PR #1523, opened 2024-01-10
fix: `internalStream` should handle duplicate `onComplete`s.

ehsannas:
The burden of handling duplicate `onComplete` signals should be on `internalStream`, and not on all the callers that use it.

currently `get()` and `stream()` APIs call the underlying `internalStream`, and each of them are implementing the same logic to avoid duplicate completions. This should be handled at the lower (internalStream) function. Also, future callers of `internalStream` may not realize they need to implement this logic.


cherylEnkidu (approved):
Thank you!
● ● ● ●
* [TASK STATEMENT]
The first line of the listing above through the line containing "implement this logic.": print exactly that, both ends included.

* [WORKED SOLUTION]
PR #1523, opened 2024-01-10
fix: `internalStream` should handle duplicate `onComplete`s.

ehsannas:
The burden of handling duplicate `onComplete` signals should be on `internalStream`, and not on all the callers that use it.

currently `get()` and `stream()` APIs call the underlying `internalStream`, and each of them are implementing the same logic to avoid duplicate completions. This should be handled at the lower (internalStream) function. Also, future callers of `internalStream` may not realize they need to implement this logic.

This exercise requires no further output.